Middleweight SSM Opponents duke it out

When it comes to florists, photographers and bakers who decline to service same-sex weddings, I thought the arguments for the two (or more) sides were getting a bit stale.

I don’t exclude my own arguments (although I was pretty pleased with my insight that the law’s burden of persuasion has tellingly if tacitly shifted from (a) the customer seeking to impress artisans into involuntary servitude to (b) the artisans who resist slavishly valorizing some of the most bizarre conceits of the Zeitgeist).

But to my surprise, there’s something interesting (maybe even new and fresh) going on at the Witherspoon Institute’s Public Discourse: a couple of middleweights fairly cordially duking it out, both starting with the premise that same-sex marriage is bad:

Russell Nieli and Jeffery J. Ventrella have been arguing here at Public Discourse about how shopkeepers, such as bakers or photographers, should respond to antidiscrimination laws that require them to provide services at same-sex weddings when they object, on religious or moral grounds, to same-sex unions. Nieli and Ventrella agree that it would be morally permissible and even commendable for such shopkeepers to avoid violating the law by ceasing to serve all weddings, whether traditional or same-sex, or even by ceasing operations completely and finding another line of work. They disagree, however, about a third option proposed by Nieli.

Nieli suggests that it would be morally permissible for such shopkeepers to comply with the law and provide services to same-sex couples if they also announced publicly, perhaps through signs prominently displayed in their businesses, that they believe that marriage is a union of one man and one woman, that the relevant antidiscrimination laws infringe their freedom of conscience, and that they are complying with these laws only under protest and out of respect for the rule of law and the democratic process.

That’s the launching pad for Professor Robert T. Miller’s own foray into moral theology, full of concepts like formal cooperation, material cooperation, just law, unjust law, double effect, and proportionality to “make some distinctions that both Nieli and Ventrella overlook.”

Prof. Miller is keen to emphasize the moral licitness of “material cooperation” with evil (what the reluctant baker, florist or photographer are doing if they go along) when, shall we call them, the plusses and minuses tilt. A watchman unlocking a door for robbers because a gun is at his head, not because he’s in cahoots, is a classic example of the distinction between material and formal cooperation.

The proportionality analysis in cooperation cases has generally concerned such factors as the magnitude of the good the cooperator intends in performing the action constituting cooperation, the closeness of the causal connection between the cooperator’s action and the primary wrongdoer’s action, the degree to which the primary wrongdoer’s action depends on cooperation from the cooperator, and the degree of wrongness of the primary wrongdoer’s action.

Now, the good that the shopkeeper intends is undoubtedly very great: complying with a properly-enacted law, avoiding the stigma and penalties that would come from breaking the law, protecting the goodwill of his business, and earning a just profit by selling his services would each, taken singly, be accounted great goods.

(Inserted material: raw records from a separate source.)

PR #300, opened 2022-10-03
KK-961 | External ticket system event URL

tuomas777:
Added ticket system URL field to Event model and API. The idea is that it will replace the current ticket system URL field in occurrences, but the latter is also kept there for now to not break the UIs.

Also removed the ability to change ticket system type on event update, because that ability wasn't needed or used, and it would have made the event update logic related to the new field more complex.


nikomakela (approved):
Looking good! Approved

PR #146, opened 2019-03-08
Add modals

tcbegley:
This PR adds modals to *dash-bootstrap-components* along with reasonably extensive documentation.

This should be merged into the `dash-v1` branch as it requires `dash-renderer` to be using React 16.

There is one outstanding thing to change before merging that I've commented on inline.


src/components/modal/Modal.js
```diff
@@ -0,0 +1,149 @@
...
+    if (nextProps.is_open != prevState.modalOpen) {
+      return {modalOpen: nextProps.is_open};
+    } else return null;
+  }
+
+  render() {
+    const {children, className, scrollable, ...otherProps} = this.props;
+    const classes = classnames(className, {
+      'modal-dialog-scrollable': scrollable
+    });
```
tcbegley: This is a temporary work-around, a `scrollable` prop for `Modal` will make its way into a future release of reactstrap, see [here](https://github.com/reactstrap/reactstrap/pull/1435). When it does, this should be removed in favour of passing the `scrollable` prop down to reactstrap.

Issue #151, opened 2019-03-13
Style is not set on the Tab component


mikesmith1611:
The style property that can be set on the Tab item is not used at all.

tcbegley:
Hi @mikesmith1611 

It appears to be working for me, see this minimal example

```python
import dash
import dash_bootstrap_components as dbc

app = dash.Dash(external_stylesheets=[dbc.themes.BOOTSTRAP])

app.layout = dbc.Container(
    dbc.Tabs(
        [
            dbc.Tab("This is tab 1", label="tab 1"),
            dbc.Tab("This is tab 2", label="tab 2", style={"padding": "10px"}),
        ]
    )
)

if __name__ == "__main__":
    app.run_server(debug=True)
```

The padding is correctly applied to the second tab. This is happening [here](https://github.com/facultyai/dash-bootstrap-components/blob/master/src/components/tabs/Tabs.js#L80), the `Tabs` component is responsible for rendering tabs, the `Tab` component itself is really just used like an object and when used with `Tabs` will never have it's render method called.

If you have an example where it's not working, could you share it please so we can investigate?

mikesmith1611:
Hi, my mistake. I wrongly thought that the style on the Tab component was supposed to be applied to the Li or nav-item that contains the label. I am using the Tabs in a callback so I do not set the children here so didn’t notice what was happening. It would be great if we had the ability to set a style for the nav-items. I would like them to all float left as I want to put them in a scroll bar in a situation where I have many tab items.

tcbegley:
Ah understood! Yes, having some control over the style of the tab itself sounds like a good idea, and should be pretty doable. I'll make sure this gets added, thanks for the feedback!

tcbegley:
Resolved by #152

PR #152, opened 2019-03-14
Add tab_style prop to Tab component

tcbegley:
Allows you to add inline styles to the tab (i.e. the underlying nav-link rather than just the tab content) as suggested in #151 

*EDIT* - Changed `tab_style` to `label_style` and added new `tab_style` prop to style the `NavItem` based on below feedback.

Here's a little example you can use to see this in action, works with both static tab content, and content set by callbacks.

```python
import dash

app.layout = dbc.Container(
    [
        dbc.Tabs(
            [
                dbc.Tab(
                    "This is tab 1",
                    label="tab 1",
                    label_style={"color": "#ff9900"},
                )
            ]
        ),
        dbc.Tabs(
            [
                dbc.Tab(
                    label="tab 1", label_style={"color": "#0099ff"}
                ),
                dbc.Tab(label="tab 2"),
            ],
            id="tabs",
        ),
        html.Div(id="tab-content"),
    ]
)


@app.callback(Output("tab-content", "children"), [Input("tabs", "active_tab")])
def make_tab_content(at):
    return at


if __name__ == "__main__":
    app.run_server(debug=True)
```

The tabs should get rendered something like this: 
image

@mikesmith1611 interested to hear what you think about this?

### DIFF
--- a/src/components/tabs/Tab.js
+++ b/src/components/tabs/Tab.js
@@ -19,9 +19,22 @@ Tab.propTypes = {
   children: PropTypes.node,
 
   /**
-   * Defines CSS styles which will override styles previously set.
+   * Defines CSS styles which will override styles previously set. The styles
+   * set here apply to the content of the Tab
    */
   style: PropTypes.object,
+
+  /**
+   * Defines CSS styles which will override styles previously set. The styles
+   * set here apply to the NavItem in the tab.
+   */
+  tab_style: PropTypes.object,
+
+  /**
+   * Defines CSS styles which will override styles previously set. The styles
+   * set here apply to the NavLink in the tab.
+   */
+  label_style: PropTypes.object,
 
   /**
    * Often used with CSS to style elements with common properties.
--- a/src/components/tabs/Tabs.js
+++ b/src/components/tabs/Tabs.js
@@ -56,11 +56,12 @@ class Tabs extends React.Component {
       child = child.props.children;
       const tabId = child.props.key || child.props.tab_id || 'tab-' + idx;
       return (
-        <NavItem key={tabId}>
+        <NavItem key={tabId} style={child.props.tab_style}>
           <NavLink
             className={classnames({
               active: this.state.activeTab === tabId
             })}
+            style={child.props.label_style}
             onClick={() => {
               this.toggle(tabId);
             }}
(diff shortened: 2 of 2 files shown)


mikesmith1611:
I notice that the new tab_style is set on the NavLink rather than the NavItem. Maybe we could have label_style that is applied to the NavLink and also have tab_style which is applied to the NavItem?

tcbegley:
Yes, I first tried it on the `NavLink`, but most Bootstrap styles are set on `NavItem` so it has little effect, though having said that I suppose the float example you mentioned in the other issue is exactly an example of when it might be necessary to have control other both >_<

tcbegley:
Alright, it's now possible to set inline styles of both `NavLink` and `NavItem` using `label_style` and `tab_style` respectively.

mikesmith1611:
> Yes, I first tried it on the `NavLink`, but most Bootstrap styles are set on `NavItem` so it has little effect, though having said that I suppose the float example you mentioned in the other issue is exactly an example of when it might be necessary to have control other both >_<

My thoughts exactly! Thanks that was fast. I am slowly moving over to dash-bootstrap-components from just setting bootsrap classes on div elements. It's a nice package I appreciate your efforts !

mikesmith1611:
Is this likely to be merged soon?

tcbegley:
I'll give others a chance to look over this before we merge into master, but in the meantime I made a prerelease that you can use:

```
pip install dash-bootstrap-components==0.3.6rc1
```

pbugnion:
This is great, thank you!

pbugnion:
Would it be worth opening another issue to add instructions to the documentations? Not sure how discoverable this will be otherwise?

tcbegley:
> Would it be worth opening another issue to add instructions to the documentations? Not sure how discoverable this will be otherwise?

Yes sure. They are at least in the generated api documentation, but perhaps some specific examples would be useful too.

polystethylene:
Just in the process of converting a layout written with standard Dash dcc and html components to dbc, and have come a bit unstuck replicating different styles for tabs dependent on which one is selected.

tcbegley:
Hey @polystethylene 

Currently there isn't a `selected_style` or anything equivalent, though we could certainly look at adding something like that.

For now you can style the selected tab using some custom CSS. The tabs container has the `nav-tabs` class applied, while all the tabs have the `nav-link` class applied. The active tab will additionally have the `active` class applied (these are all just the classes that the Bootstrap stylesheet itself uses, but you can override any of them). Hence, if I write some CSS like this

```css
.nav-tabs .active.nav-link {
  background:blue;
  color:white!important;
}
```

I get something like this

image

polystethylene:
Ah yes of course - great shout thanks!

Thanks for all your work on this project, I'm enjoying adding way more clarity to the structure of my dash apps :)

PR #154, opened 2019-03-16
Fix setting props on input components

pbugnion:
Prior to this commit, changing the value prop on `Input` didn't result in the value of the underlying DOM input changing. In practice, this meant callbacks that changed the `value` attribute of the Input did nothing.

As a minimal reproducible example:

```py
import dash

app = dash.Dash(__name__)

app.layout = dbc.Container(
    [
        dbc.Input(id='example-input'),
        dbc.Button(id='example-button')
    ]
)

@app.callback(
    Output('example-input', 'value'),
    [Input('example-button', 'n_clicks')]
)
def _cb(n_clicks):
    return str(n_clicks)


if __name__ == '__main__':
    app.run_server(port=8888)
```

The underlying problem is that `value` is only transferred from the props to the state on initial construction, not when the input receives new props. This fix changes the behaviour so that the state is always set.

This PR also:
- adds tests for the behaviour of the Input component when the props change or when events are fired (looking specifically at the interaction of `setProps` and `debounce`).
- improves the wording of the `debounce` prop (which I think is a poor name, but reasonable since it matches dcc's input).

### DIFF
--- a/package-lock.json
+++ b/package-lock.json
@@ -1,6 +1,6 @@
 {
   "name": "dash-bootstrap-components",
-  "version": "0.3.5",
+  "version": "0.3.6-dev",
   "lockfileVersion": 1,
   "requires": true,
   "dependencies": {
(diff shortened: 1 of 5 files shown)


tcbegley:
This is great, thanks for taking care of it!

Taken together, they comprise a very great good indeed. This implies that cooperation in order to attain these goods will be justified unless the other factors, taken collectively, are extremely powerful.

As to both proximity and dispensability, the shopkeeper’s cooperation with the primary wrongdoer is very slight. There’s no question but that the causal connection between selling a wedding cake to a marrying same-sex couple and any same-sex sexual conduct in which they may engage is very remote. The causal connection with the couple’s action of exchanging vows and getting married is closer, but still remote. It’s not as if the shopkeeper is performing or witnessing the ceremony; at most, he is making the party afterward more enjoyable and memorable. Moreover, the shopkeeper’s cooperating action is dispensable two times over: for not only will some other baker supply the wedding cake if this baker declines to do so, but the same-sex couple would undoubtedly get married even if every shopkeeper refused to sell them a wedding cake. Cakes, flowers, and photographs are very nice accoutrements to a wedding, but they are not essential, and a great many people get married every day without any of these things.

That leaves us with the issue of the gravity of the wrong that the cooperating agent helps or facilitates ….

As for “complying with a properly-enacted law, avoiding the stigma and penalties that would come from breaking the law,” I wonder if he has overlooked the possibility that “a properly-enacted law” is unconstitutional, and thus not “properly-enacted,” if it contains no exception allowing artisans to discern what they’re willing to express for a commission. No comment box allowed me to pose the question to the good Professor, though. (That is a little frustrating, but I’ve seen comments turn into cesspools without attentive moderation, so I understand the choice.)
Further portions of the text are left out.